Inside DOL: Solicitor's Office Reducing Regional Offices
The Solicitor’s Office of the U.S. Department of Labor (DOL), which provides legal services to the Secretary of Labor and the program agencies of DOL, including OSHA, the Wage and Hour Division, and the Office of Federal Contract Compliance Programs (OFCCP), is undergoing a reorganization.
The attorneys in the Solicitor’s Office represent the agency in litigation, at both the trial and appellate levels, and assist the program agencies in developing regulations and standards. The Solicitor’s Office has a presence in both the Headquarters Office in Washington, DC and in regional offices around the country. There are currently eight regional offices of the Solicitor’s Office, located in Boston, New York, Philadelphia, Atlanta, Chicago, Dallas, Kansas City, and San Francisco. With the recent retirement of the Regional Solicitor for Kansas City, the Solicitor’s Office is about to undergo a reorganization. The Kansas City Office will soon cease to be a Regional Office and will, instead, be a sub-regional office, reporting to the Chicago Regional Office. In addition, the Denver sub-regional office, which had previously been under the jurisdiction of the Kansas City Regional Office, will, instead, report to the Dallas Regional Office.
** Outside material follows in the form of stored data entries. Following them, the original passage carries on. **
PR #13595, opened 2024-03-06
Implemented support for stamping multiple condition

### LINKED ISSUE #13572: Implement multiple condition support
### User Story
As an engineer or end user, 
I want to stamp all conditions associated with a LOINC code on an observation
so that they all can be used for research and reporting.

### Description/Use Case
We need to stamp all the conditions associated with an observation's LOINC code during the FHIR convert. We curently only stamp the first matching code.

- This will impact reporting on the conditions
- Be sure to update any code that retrieves mapped conditions to retrieve all

### Dev Notes
Look at `addMappedConditions` in `FhirBundleHelpers.kt` as well as the `getMappedConditions` helpers.

### Acceptance Criteria
- FHIR convert step stamps all mapped conditions if more than one is present
- Helper methods that retrieve conditions are updated as necessary

thetaurean:
This PR adds support for stamping multiple conditions. It also ensures first-order side effects of this change are handled from a routing and pruning perspective. It does not address any observability/reporting concerns.

Test Steps:
1. Running added unit tests is enough

## Changes
- Stamp all corresponding condition codes rather than the first found

### Testing
- [x] Tested locally?
- [x] Added tests?

## Linked Issues
- Fixes #13572


prime-router/src/main/kotlin/fhirengine/utils/FHIRBundleHelpers.kt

Because the head of each Regional Office is a member of the Senior Executive Service, while the sub-regional offices are headed by attorneys at the GS-15 level, the reduction in the number of Regional Offices will result in a savings to the Solicitor’s Office. It is anticipated that President Obama’s budget proposal for Fiscal Year 2013 will include a requirement that all federal agencies reduce the number of regional offices.